I've mentioned that I'm working on the sequel to Chasing Filthy Lucre. I'm not that far along, but I'm already seeing something that I may have to go back and fix in the editing. Description, I've got very little of it. I am setting some of the story in a few of the places that I introduced in Lucre. I know that everyone who reads one book won't read the other. That's why I've been spending so much energy trying to make sure I sneak in back story so new readers won't be lost. And I'm trying to reintroduce characters and places in a way that won't bore those who've read Lucre but allows new readers to know who these people are.

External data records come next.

PR #10761, opened 2025-01-16
chore: Fixed the attribute value of tooltipid ("remove-alias-button" instead of "add-alias-button").

youssefallalix:
## Description

This pull request fixes the incorrect attribute value for `tooltipid` in the relevant component. The previous value was set to `"add-alias-button"`, which has been corrected to `"remove-alias-button"` to ensure proper functionality and alignment with the intended behavior.

## Changes

- Updated the `tooltipid` attribute value from `"add-alias-button"` to `"remove-alias-button"`.

### DIFF
--- a/web/client/components/catalog/editor/AdvancedSettings/WMSDomainAliases.js
+++ b/web/client/components/catalog/editor/AdvancedSettings/WMSDomainAliases.js
@@ -50,7 +50,7 @@ export default ({
             {toInteger(k) !== 0 &&
             <TooltipButton
                 tooltip={<Message msgId="catalog.domainAliases.removeAliasTooltip" />}
-                tooltipid="add-alias-button"
+                tooltipid="remove-alias-button"
                 tooltipPosition="left"
                 className="remove-alias"
                 onClick={onRemoveAlias(k)}>


web/client/components/catalog/editor/AdvancedSettings/WMSDomainAliases.js
```diff
@@ -50,7 +50,7 @@ export default ({
             {toInteger(k) !== 0 &&
             <TooltipButton
                 tooltip={<Message msgId="catalog.domainAliases.removeAliasTooltip" />}
-                tooltipid="add-alias-button"
+                tooltipid="remove-alias-button"
```
allyoucanmap, line 53: Dear @youssefallalix , thanks for the contribution. I double check this prop and it seems it is not actually used by the component and it is passed directly to the html [button](https://developer.mozilla.org/en-US/docs/Web/HTML/Element/button#attributes)

image

so we could simple remove it.

allyoucanmap (changes requested):

tdipisa:
Hi @youssefallalix I see this PR is opened for a long time. Is it finally possible for you to provide the requested change according to the review above? Otherwise, we will have to close the PR. In the meantime, I would like to take this opportunity to ask you to visit the updated [contributing rules](https://github.com/geosolutions-it/MapStore2/wiki/Contributing-to-MapStore) in the project's WIKI where you can see info related to the CLA that is necessary for contributing updates to the MS core. Thank you so much again for your contribution in evolving MS and the MS community.

tdipisa:
> Hi @youssefallalix I see this PR is opened for a long time. Is it finally possible for you to provide the requested change according to the review above? Otherwise, we will have to close the PR. In the meantime, I would like to take this opportunity to ask you to visit the updated [contributing rules](https://github.com/geosolutions-it/MapStore2/wiki/Contributing-to-MapStore) in the project's WIKI where you can see info related to the CLA that is necessary for contributing updates to the MS core. Thank you so much again for your contribution in evolving MS and the MS community.

I'm going to close for now @youssefallalix. If necessary, we can consider reopening the PR according to your feedback.

Issue #10825, opened 2025-02-19
After saving a context requests for home loading are performed three times


tdipisa:
## Description

Requests for loading the MS home are performed more than enough after saving a context

![Image](https://github.com/user-attachments/assets/abbc3fed-d5e1-4016-8fe0-14b087279902)

## How to reproduce

- Search a context from home 
- Open the context in edit mode and save it 

*Expected Result*

The needed requests for loading the home are performed only one time

*Current Result*

As for the screenshot above requests are performed three times

- [x] Not browser related

<details><summary> <b>Browser info</b> </summary>

(use this site: <a href="https://www.whatsmybrowser.org/">https://www.whatsmybrowser.org/</a> for non expert users)

| Browser Affected | Version |
|---|---|
|Internet Explorer| |
|Edge| |
|Chrome| |
|Firefox| |
|Safari| |
</details>

allyoucanmap:
@dsuren1 I did an initial investigation, here my findings:

1 - I was not able to understand why only when redirected from context the page rerender 3 times mounting/unmounting component
2 - the cancel token is not passed to the final request https://github.com/geosolutions-it/MapStore2/blob/master/web/client/plugins/ResourcesCatalog/hooks/useQueryResourcesByLocation.js#L107-L109
3 - when this component unmount is missing the clearTimout for requestTimeout.current https://github.com/geosolutions-it/MapStore2/blob/master/web/client/plugins/ResourcesCatalog/hooks/useQueryResourcesByLocation.js#L209-L214

all three should be addressed

dsuren1:
**Other issue to check**
- Previous requests should be cancelled when performing filter by search
- Check if extensions are loaded properly

allyoucanmap:
@dsuren1(cc @ElenaGallo) I'm still seeing multiple requests on development environment:

![Image](https://github.com/user-attachments/assets/ad57c0fd-4f0c-4dda-977d-af8921addb81)

please @dsuren1 check again the problem, I noticed there is a loadExtension action right after the push, and I'm guessing that's causing the problem. I don't think we need that action when the redirect destination is different from `/context/${context.name}` or `/context-manager`

![Image](https://github.com/user-attachments/assets/146b7af5-d183-46c9-89b5-385e574eb3d3)

tdipisa:
@dsuren1 

>@tdipisa Should we handle this is as part of this issue or a separate issue?

[...]

PR #10868, opened 2025-02-26
#10825: Fix - Skip loading extensions when redirected to homepage

dsuren1:
## Description
This PR skips loading of extensions when redirected to homepage

 - [x] Bugfix

## Issue

- #10825 

**What is the new behavior?**
Upon saving the context and navigating to the homepage, no duplicate resource requests are triggered

## Breaking change
 - [x] No


web/client/epics/contextcreator.js
```diff
@@ -75,23 +75,23 @@ export const saveContextResource = (action$, store) => action$
...
+                (destLocation === destLocations.manager ? action$.ofType(CONTEXTS_LIST_LOADED).take(1).switchMap(() => Rx.Observable.of(
                     show({
                         title: "saveDialog.saveSuccessTitle",
                         message: "saveDialog.saveSuccessMessage"
                     }))) : Rx.Observable.empty()),
                 Rx.Observable.of(
                     contextSaved(rid),
-                    push(destLocation || `/context/${context.name}`),
-                    loadExtensions(),
+                    push(destLocation || destLocations.context),
```
allyoucanmap, line 93: If we remove the action we have this problem now:

https://github.com/user-attachments/assets/f867624e-8f64-4f4b-bc2b-3765eeb17dbf

Unfortunately my guess on the `loadExtensions` was wrong and this function is needed because it adds the new uploaded extensions in the page and it triggers a full application reload, so it's not possible to add it to an internal workflow at the moment (eg. while uploading an extension).
Not sure if we can check somewhat that a new extension has been uploaded during the current context creator save session and only in that case trigger the `loadExtensions` function?

allyoucanmap (changes requested):

allyoucanmap:

PR #10950, opened 2025-03-20
Fix #10947 Updated dockerfile to static files for standard templates

### LINKED ISSUE #10947: Builds using dockerfile complains about a binary config that should not be present
## Description

these two lines in the dockerfile are causing a little build issue in jenkins 
```
COPY binary/tomcat/conf/server.xml "${CATALINA_BASE}/conf/"
RUN sed -i -e 's/8082/8080/g' ${CATALINA_BASE}/conf/server.xml
```
so standard template Dockerfile file must be fixed

## How to reproduce

- try to configure a build with jenkins for example based on
- verify build works

*Expected Result*

success 

*Current Result*

fail 

- [x] Not browser related

|---|---|
|Internet Explorer| |
|Edge| |
|Chrome| |
|Firefox| |
|Safari| |
</details>

MV88:
## Description

Fixing the dockerfile for projects

```
# COPY binary/tomcat/conf/server.xml "${CATALINA_BASE}/conf/"
# RUN sed -i -e 's/8082/8080/g' ${CATALINA_BASE}/conf/server.xml
```

this is the only chagned part from original dockerfile

 - [x] Bugfix
 - [ ] Feature
 - [ ] Build related changes
 - [ ] CI related changes

## Issue

Fix #10947

**What is the new behavior?**

## Breaking change
 - [x] No


project/standard/static/Dockerfile
```diff
@@ -0,0 +1,50 @@
+FROM tomcat:9-jdk11 AS mother
+LABEL maintainer="Alessandro Parma<alessandro.parma@geosolutionsgroup.com>"
+ARG MAPSTORE_WEBAPP_SRC="https://github.com/geosolutions-it/MapStore2/releases/latest/download/mapstore.war"
```
offtherailz, line 3: This will copy mapstore from latest release. This is not what we want for project, or it is unuseful and they can take directly the docker container from dockerhub.
By the way, if this is the standard docker file, a future build of the docker will build always against the altest version, and this is not what we want. So this looks to be a bug of the current dockerfile too.

project/standard/templates/Dockerfile
```diff
@@ -0,0 +1,50 @@
+FROM tomcat:9-jdk11 AS mother
+LABEL maintainer="Alessandro Parma<alessandro.parma@geosolutionsgroup.com>"
+ARG MAPSTORE_WEBAPP_SRC="https://github.com/geosolutions-it/MapStore2/releases/latest/download/mapstore.war"
```
offtherailz, line 3: same here, file downloads the latest mapstore, so dockerfile is unuseful in this case.
(2 copies of same docker file, too).

offtherailz (changes requested):
I put some notes, because if we want to provide docker file for projects, we have several bugs. 
Probably this was a problem existing before your contribution, but we have to take into account to avoid this (unuseful) feature for project, if it not makes sense.

offtherailz:
@tdipisa let's evaluate if makes sense to delay this to next release, and assign it to a devops.
We should : 
- include in the build the current built war
- also in project, same logic. The current project

project/standard/templates/Dockerfile
```diff
@@ -0,0 +1,50 @@
+FROM tomcat:9-jdk11 AS mother
+LABEL maintainer="Alessandro Parma<alessandro.parma@geosolutionsgroup.com>"
```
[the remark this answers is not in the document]
MV88: since is present in the static folder i think we can safely remove it from here

project/standard/templates/Dockerfile
MV88: will remove this file

MV88:
> I put some notes, because if we want to provide docker file for projects, we have several bugs. Probably this was a problem existing before your contribution, but we have to take into account to avoid this (unuseful) feature for project, if it not makes sense.

@tdipisa @offtherailz 
this happened because in one of the latest projects we had, our devop took dockerfile from main mapstore, so if we need a dedicated version for projects then yes, it might be better assigned to a devop

What should i do here other than removing a duplication?

offtherailz:
It is needed to : 

- set MAPSTORE_WEBAPP_SRC to the default `mapstore.war` file of the project and it should work
- we need to document it properly (E.g. build before to run `docker build` ). 
- the same for mapstore, MAPSTORE_WEBAPP_SRC should be set to `product/target/mapstore.war` or whatever it is, and properly docuemnt it too.

tdipisa:
@offtherailz the backport need to be done anyway, I guess...

offtherailz:
@MV88 I think you can backport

When I wrote Lucre I tried to go into some detail in that book about how these places look and what the world of the story was like. I wanted to paint that picture for the reader, and also for myself. I'll admit that it was hard to do. As a writer, I'm not naturally wired to go into deep description. I want the story to move and too much description slows that down. I want a story to move as a reader also. Taking a page to tell me how someone's hair falls across their face or how their eyes are green pulls me out of a story. I prefer one well-thought description about someone thrown into a scene.
I ask these questions because I want to get better. I want to do what the readers want and one criticism I've received from people in my critique group is that I don't go into enough detail about what my characters look like. I don't paint that picture that I mentioned earlier.
So what's the answer here? Do readers want a pretty picture, or do they want that one great detail?